JESSICA MURRAY PROJECTS
210 NORTH 6TH STREET
BROOKLYN, NY 11211
718.384.9606
info@jessicamurrayprojects.com
www.jessicamurrayprojects.com

New Gallery Hours: Thursday through Monday, 12 – 6 PM

FOR IMMEDIATE RELEASE

Jessica Murray Projects is pleased to announce Let Go by Jackie Gendel, and From the Woolworth Building by Karina Aguilera Skvirsky. Both exhibitions will open Friday, October 17 with a reception from 7-10 PM and will run through November 24.

MAIN GALLERY

Jackie Gendel’s encaustic paintings explore abstraction as a psychological stage where the development of her characters unfolds. Investigating the relationship between internal imaginative or dream states and the external experiences of everyday life, Gendel produces a visual language that mixes subconscious and conscious worlds. Far Away, made up almost entirely of thin horizontal lines, combines abstraction with figuration. Inscribing a large girlish-woman sleeping or floating at the bottom of the panel, the artist creates an environment that is equally confining and infinite. Beyond the main figure, mountains rise up as if to describe other bodies in the distance--summits read as shoulders and hips. In the foreground, a bed of repetitive lines scratched into the wax invites meditation by the viewer.

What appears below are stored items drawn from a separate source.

PR #664, opened 2017-07-14
add a TODO test category

rolandwalker:
It would be more fancy to run TODOs every time, and report unexpected successes.

Instead this PR creates a `TODO` category which is a simple subset of `skipped`.  TODOs can be executed by adding the string `todos` to `$TEST_OPTS`.

Individual selections within `run_test_cases` are supported, ~~but it would be a bit more work to make the final summary statement have a correct count of skipped TODOs from `run_test_cases`.~~

Edit: updated to 
 * count `run_test_cases` TODOs correctly in `show-results.sh`
 * include an example usage: a test which currently exercises a segfault

### DIFF
--- a/test/tigrc/segfault-test
+++ b/test/tigrc/segfault-test
@@ -1,0 +1,20 @@
+#!/bin/sh
+
+. libtest.sh
+
+test_todo "Segfault without 'set reference-format' in tigrc"
+
+export TIGRC_SYSTEM=/dev/null
+
+tigrc <<EOF
+bind generic : prompt
+# sufficient to rescue from crash
+# set reference-format = branch
+EOF
+
+steps ':save-options'
+
+test_tig status
+
+assert_equals stderr <<EOF
+EOF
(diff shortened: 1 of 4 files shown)


rolandwalker:
Picked up a missing backslash from #616.

test/tigrc/segfault-test
```diff
@@ -0,0 +1,20 @@
+#!/bin/sh
+
+. libtest.sh
+
+test_todo "Segfault without 'set reference-format' in tigrc"
```
jonas: Is this a test for the todo marker or is it something you plan to fix in a future PR?

rolandwalker: It's a real tig bug, though I haven't looked into the cause.

My motivation is that TODO test PRs are more substantive than issue discussions.

jonas: Yes,  that is true, being able to add a reproducer and track its status.

Issue #232, opened 2014-01-24
Unexpected author abbreviations when restoring from background


stuarthicks:
Using tig 1.2.1 (Nov 22 2013) on OSX 10.8.5, iTerm 2 and zsh.

Steps.
1. Launch tig
2. Press Up arrow (message appears on screen to say you cannot move above the top row)
3. Press ctrl-z to suspend tig
4. Bring tig back to the foreground with `fg`
5. Press Up arrow again

Expected: To see message on screen again about being at the top of the list.
Actual: Author field becomes abbreviated.

This can be repeated to un-abbreviate the author field. So I presume calling a toggleAuthorAbbreviation function somehow.

Also observed, immediately after restoring from background, I have to press the down arrow twice to go down. Are key mappings offset/incorrect in this state?

igoralmeida:
I think a similar problem happens if you suspend $EDITOR while editing a commit message. Only tested with vim+bash:

1. In the status view, have some changes ready and press `C` to start a commit
1. Press `control-z` to suspend, shell shows up. Run `fg` to get vim back to foreground.
1. Finish the commit message, save and quit. Commit output is shown, press enter and tig shows up again.
1. Screen is not updated, it seems: keys pressed are just printed to the statusbar. I type `q<CR>` as many times as necessary to quit tig at this point.

commonquail:
I can't reproduce @stuarthicks' issue on 4b0aba8 ("erase status line at exit time") but I traced @igoralmeida's issue to 83df6c3 ("Remove unneeded calls to {def,reset}_prog_mode"). It's consistently reproducible and it's not necessary write or save anything. Reverting that commit restores editor suspension capability, however, when eventually quitting tig the terminal screen doesn't clear like it normally does (and like `top` vs `htop`); same behaviour as in tig 2.0.1.

jonas:
@commonquail Thanks for tracking down the commits. I reproduced @igoralmeida 's issue with the latest version and managed to come up with #657 to fix that.

jonas:
Helped by @rolandwalker 's work in #665 and 167d59ed1474e10ec3310fe7aa77314247332954 I believe I finally found a fix for the initial issue also.

stuarthicks:
@jonas @rolandwalker Thanks! 😄

PR #657, opened 2017-07-10
Fix suspension capability when calling out to external commands

jonas:
Clear the terminal before calling out to an external command so the
altscreen won't mess up any downstream subshell management. Restore
terminal settings as per init_display when restoring. Reproducible with
example from[0]:

 - Run `tig status`
 - Press 'e' to open Vim
 - Press Ctrl-Z to suspend Vim
 - Run `fg`
 - Quit Vim

 [0] https://github.com/jonas/tig/issues/232#issuecomment-313790438

Refs: #232
cc: @commonquail

PR #665, opened 2017-07-14
flush buffered keystrokes after external viewer

rolandwalker:
by ~~reopening the TTY~~ seeking to `SEEK_END`.  Otherwise keystrokes pressed prior to <kbd>Enter</kbd> hang around and can get read later.

To reproduce:
 * `:bind generic o !ls`
 * <kbd>o</kbd> # *shows listing*
 * <kbd>q</kbd><kbd>Enter</kbd> # *leaves `q` unflushed*
 * <kbd>o</kbd> # *does not show listing; returns immediately due to unflushed character*

### DIFF
--- a/src/display.c
+++ b/src/display.c
@@ -64,6 +64,7 @@ open_external_viewer(const char *argv[], const char *dir, bool silent, bool conf
 				fprintf(stderr, "%s", notice);
 			fprintf(stderr, "Press Enter to continue");
 			getc(opt_tty);
+			fseek(opt_tty, 0, SEEK_END);
 		}
 	}
 


jonas:
Looks like this will fix #232

jonas:
I misread, but hope to have found a fix for #232 because of this ticket.

src/display.c
```diff
@@ -64,6 +64,9 @@ open_external_viewer(const char *argv[], const char *dir, bool silent, bool conf
 				fprintf(stderr, "%s", notice);
 			fprintf(stderr, "Press Enter to continue");
 			getc(opt_tty);
+			opt_tty = freopen(NULL, "r", opt_tty);
```
jonas: If I read `freopen(3)` the mode should be `"w+"` to match how it is initially opened in pager mode: https://github.com/jonas/tig/blob/1f757f6579f6c56b68bbd68c6896a3c1f204b859/src/display.c#L557

jonas:
Looks good to me, but I am not sure if this means that the terminal also needs to be reopened somehow. From my understanding of how `newterm` works the `FILE *` passed there is used for setting up the terminfo DB etc.

jonas:
Also somewhat related to the suspending cleanups in #657

jonas:
Yes, that looks safer.

PR #666, opened 2017-07-14
let external commands be much longer than SIZEOF_STR

rolandwalker:


jonas:
Curious what type of commands you are running. ;-)

rolandwalker:
Naturally I want to hit the GitHub API and display the result in the echo area.

PR #298, opened 2024-01-10
Add oom_score_adj Process methods

futpib:
I took note of this comment: https://github.com/eminence/procfs/pull/139#pullrequestreview-737802630:

> So the way I read this is: while the final OOM "score" will be somewhere between 0 and 1000, the value reported in oom_score_adj can be between -1000 and 1000. So I think the oom_score_adj function should return a i16 not u32.

And changed `oom_score` type to u16 too, since it too only ranges from 0 to 1000.

Previous attempt: https://github.com/eminence/procfs/pull/139


eminence:
LGTM, thanks!

PR #300, opened 2024-01-20
Add MountInfos::iter

rusty-snake:
This is a convenience for `mountinfo.0.iter()`.

### DIFF
--- a/procfs-core/src/process/mount.rs
+++ b/procfs-core/src/process/mount.rs
@@ -49,6 +49,13 @@ bitflags! {
 /// This data is taken from the `/proc/[pid]/mountinfo` file.
 pub struct MountInfos(pub Vec<MountInfo>);
 
+impl MountInfos {
+    /// Returns an borrowed iterator.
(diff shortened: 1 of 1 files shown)


procfs-core/src/process/mount.rs
```diff
@@ -49,6 +49,13 @@ bitflags! {
 /// This data is taken from the `/proc/[pid]/mountinfo` file.
 pub struct MountInfos(pub Vec<MountInfo>);
 
+impl MountInfos {
+    /// Returns an borrowed iterator.
+    pub fn iter(&self) -> std::slice::Iter<'_, MountInfo> {
```
eminence, line 54: This is a minor point, but I wonder if we could do:

```suggestion
    pub fn iter(&self) -> impl Iterator<Item = &MountInfo> {
```

to hide the `std::slice::Iter` concrete type.   In practice this doesn't matter much because the inner `Vec` is part of the public API of `MountInfos` (and so `std::slice::Iter` is kind of part of this API too)

eminence:
LGTM, thanks!

PR #303, opened 2024-02-11
feat: move PhysicalPageFlags to procfs-core

tatref:
Hi,

I needed to use `PhysicalPageFlags` for a Windows project, so I moved it to procfs-core

I made `parse_info` pub

I removed the import of `CGroupController` to remove a warning

Maybe we could move `KPageFlags` also, but we would need to also move `FileWrapper` that is part of procfs.
What do you think?

### DIFF
--- a/procfs-core/src/kpageflags.rs
+++ b/procfs-core/src/kpageflags.rs
@@ -1,0 +1,90 @@
+use bitflags::bitflags;
+
+#[cfg(feature = "serde1")]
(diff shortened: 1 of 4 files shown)


eminence:
Regarding `KPageFlags`, we could maybe move the `from_custom_root` into some trait that only exists in procfs (not procfs-core).

I need to review how procfs types are constructed in general, but I think we aren't very consistent.  For example, I think several types should `impl Current` but don't at the moment

Issue #295, opened 2023-11-30
Add support for parsing /proc/net/netstat


chengshuyi:
/proc/net/netstat is a very important file and is often used to diagnose problems related to network packet loss. Therefore, many monitoring tools will check this file regularly, so it is valuable to add analysis to this file.

mwinters0:
FYI I'm WIP on this with a different approach from the previous incomplete PR. This approach will be compatible with both past and future kernels.

PR #304, opened 2024-02-14
feat: add initial implementation for parsing /proc/net/netstat

etolbakov:
### Description
added parsing for `/proc/net/netstat`

### How was this PR tested?
added a unit test

### Related issues
https://github.com/eminence/procfs/issues/295

### DIFF
--- a/procfs-core/src/netstat.rs
+++ b/procfs-core/src/netstat.rs
@@ -1,0 +1,625 @@
+use crate::ProcResult;
+#[cfg(feature = "serde1")]
+use serde::{Deserialize, Serialize};
+use std::io::BufRead;
+
+/// Represents the data from `/proc/net/netstat`.
+#[derive(Debug, Clone)]
+#[cfg_attr(feature = "serde1", derive(Serialize, Deserialize))]
+pub struct Netstat {
+    // TcpExt
+    /// The number of SYN cookies sent
+    pub tcp_ext_syncookies_sent: u64,
+    /// The number of SYN cookies received
+    pub tcp_ext_syncookies_recv: u64,
+    // The number of invalid SYN cookies received
+    pub tcp_ext_syncookies_failed: u64,
+    /// The number of resets received for embryonic SYN_RECV sockets
+    pub tcp_ext_embryonic_rsts: u64,
+    /// The number of packets pruned from receive queue because of socket buffer overrun
+    pub tcp_ext_prune_called: u64,
+    /// The number of packets pruned from receive queue
+    pub tcp_ext_rcv_pruned: u64,
+    /// The number of packets dropped from out-of-order queue because of socket buffer overrun
+    pub tcp_ext_ofo_pruned: u64,
+    /// The number of ICMP packets dropped because they were out-of-window
+    pub tcp_ext_out_of_window_icmps: u64,
+    /// The number of ICMP packets dropped because socket was locked
+    pub tcp_ext_lock_dropped_icmps: u64,
+    // The number of arp packets filtered
+    pub tcp_ext_arp_filter: u64,
+    /// The number of TCP sockets finished time wait in fast timer
+    pub tcp_ext_tw: u64,
+    /// The number of time wait sockets recycled by timestamp
+    pub tcp_ext_tw_recycled: u64,
+    /// The number of TCP sockets finished time wait in slow timer
+    pub tcp_ext_tw_killed: u64,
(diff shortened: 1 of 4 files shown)


etolbakov:
@eminence 
Could you please take a look at the change when you have time? Looking forward getting feedback.

1) I've noticed [the comment](https://github.com/eminence/procfs/blob/e734c74ee2d60a216bc87c1b0930a61448e8c82c/procfs-core/src/net.rs#L7) in `net.rs` so maybe the code should be moved there.  I decided to come up with a dedicated file to make a review process simpler.
2) some of the comments still have TODO, I haven't found any meaningful description for them.

procfs-core/src/netstat.rs
```diff
@@ -0,0 +1,625 @@
+use crate::ProcResult;
+#[cfg(feature = "serde1")]
+use serde::{Deserialize, Serialize};
+use std::io::BufRead;
+
+/// Represents the data from `/proc/net/netstat`.
+#[derive(Debug, Clone)]
+#[cfg_attr(feature = "serde1", derive(Serialize, Deserialize))]
+pub struct Netstat {
```
eminence, line 9: Do you think we should mark this struct as `#[non_exhaustive]`, in case new fields get added in newer kernels?

procfs-core/src/netstat.rs
```diff
@@ -0,0 +1,625 @@
...
+            tcp_ext_tcp_rcv_qdrop: from_str!(u64, expect!(tcp_ext.next())),
+            tcp_ext_tcp_wqueue_too_big: from_str!(u64, expect!(tcp_ext.next())),
+            tcp_ext_tcp_fast_open_passive_alt_key: from_str!(u64, expect!(tcp_ext.next())),
+            tcp_ext_tcp_timeout_rehash: from_str!(u64, expect!(tcp_ext.next())),
+            tcp_ext_tcp_duplicate_data_rehash: from_str!(u64, expect!(tcp_ext.next())),
+            tcp_ext_tcp_ds_ack_recv_segs: from_str!(u64, expect!(tcp_ext.next())),
+            tcp_ext_tcp_ds_ack_ignored_dubious: from_str!(u64, expect!(tcp_ext.next())),
+            tcp_ext_tcp_migrate_req_success: from_str!(u64, expect!(tcp_ext.next())),
+            tcp_ext_tcp_migrate_req_failure: from_str!(u64, expect!(tcp_ext.next())),
+            tcp_ext_tcp_ecn_rehash: from_str!(u64, expect!(tcp_ext.next())),
```
eminence, line 534: My 6.1.0 kernel doesn't have this field:

```
---- net::tests::test_netstats stdout ----
thread 'net::tests::test_netstats' panicked at procfs/src/net.rs:264:35:
called `Result::unwrap()` on an `Err` value: InternalError(bug at procfs-core/src/netstat.rs:534 (please report this procfs bug)
Internal Unwrap Error: NoneError)
```

We're going to want to find some older kernels to test this on.  I'll try to capture some examples of `/proc/net/netstat` on some random old machines

procfs-core/src/netstat.rs
etolbakov: yeah, good idea! I'll add `#[non_exhaustive]`

procfs-core/src/netstat.rs
etolbakov: Thank you! I'll provide the info about the kernel version I took it from

etolbakov:
Hi Andrew @eminence 
Thanks for taking a look at the PR! I'll address the suggestions shortly

procfs-core/src/netstat.rs
etolbakov: @eminence 
I've confirmed that these parameters 
```
TcpExt:....
TcpDuplicateDataRehash TCPDSACKRecvSegs TCPDSACKIgnoredDubious TCPMigrateReqSuccess TCPMigrateReqFailure TCPECNRehash
```
come from 
```
sh-4.2$ uname -r
5.10.205-195.807.amzn2.x86_64
```
Not sure if that's too representative/widely used

etolbakov:
Hello Andrew @eminence !
Could you please let me know if anything else needed in the scope of this PR?

eminence:
We still have to fix the issue about fields that are only in newer kernels.  These should become `Option` fields in `Netstat` struct

etolbakov:
Thanks understood, will adjust! 
I wonder if you had time to get outputs from older kernels for tests?

PR #306, opened 2024-03-01
Fix documentation for `Meminfo.s_reclaimable`.

carletes:
It incorrecly states that this memory cannot be reclaimed (that would be the field `s_unreclaim`).


eminence:
Nice catch, thank you

PR #308, opened 2024-04-30
Remove lazy-static dependency

notgull:
lazy-static is on its way to being deprecated. I'm trying to remove it
from my dependency tree. Therefore I've removed lazy-static from this
crate in this commit.

Modifications made:

- PAGESIZE and TICKS_PER_SECOND appear to be unused so I've removed
  them.
- KERNEL can be replaced with racy atomic initialization.
- RANDOM_ROOT doesn't really need to be allocated on the heap, so I've
  replaced it with manual Path::new.

### DIFF
--- a/procfs/Cargo.toml
+++ b/procfs/Cargo.toml
@@ -20,7 +20,6 @@ serde1 = ["serde", "procfs-core/serde1"]
 procfs-core = { path = "../procfs-core", version = "0.16.0-RC1", default-features = false }
 rustix = { version = "0.38.19", features = ["fs", "process", "param", "system", "thread"] }
 bitflags = { version = "2.0", default-features = false }
-lazy_static = "1.0.2"
 chrono = {version = "0.4.20", optional = true, features = ["clock"], default-features = false }
 hex = "0.4"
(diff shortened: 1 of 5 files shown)


eminence:
Thanks, on quick skim this looks good, will review more carefully later

notgull:
@eminence Have you had a chance to review this more carefully?

eminence:
LGTM, thanks!

eminence:
> I'm trying to remove it from my dependency tree.

I'm always curious to know where/how `procfs` is used, so if you're comfortable sharing, where is `procfs` being used in your deptree?

notgull:
> I'm always curious to know where/how `procfs` is used, so if you're comfortable sharing, where is `procfs` being used in your deptree?

I was taking [`bpftop`](https://github.com/Netflix/bpftop) for a spin when I realized that `procfs` was pulling in `lazy-static` in its dependency tree.

notgull:
@eminence Are you planning on making a release with this change?

eminence:
Let me try to get a release out in a day or so

eminence:
This is now published at 0.17.0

This is Jackie Gendel’s first solo exhibition in New York. Her work was also been included at White Columns (2001). She received her BFA from the Washington University (1996) and her MFA from Yale University (1998), where she was awarded the Richard Dixon Welling Prize. More recently, she has been nominated for the Louis Comfort Tiffany Biennial Award. Gendel lives and works in Brooklyn, NY.

DRAWING ROOM


Karina Aguilera Skvirsky creates manipulated photographs, using passages of both color and black and white, which capture a striking yet uncomfortable sense of memory’s relationship to architecture. This series--From the Woolworth Building--begins with the artist’s empty, temporary studio overlooking such icons as the Brooklyn Bridge, and the US Court House, and arguably the most inescapable sight, Ground Zero. Shooting an image looking out towards the gaping hole, the artist has transfigured the color of the window frame so it gleams like gold, memorializing the sight. The empty space is illuminated while the rest of the room remains in darkness.

Karina Aguilera Skvirsky’s work has been seen at the Bronx Museum and Brooke Alexander Gallery (New York). She was an artist in residence at the Lower Manhattan Cultural Council and will be included in the 10th Biennial of the Moving Image at the Centre pour l’image contemporaine, Geneva, Switzerland, this fall.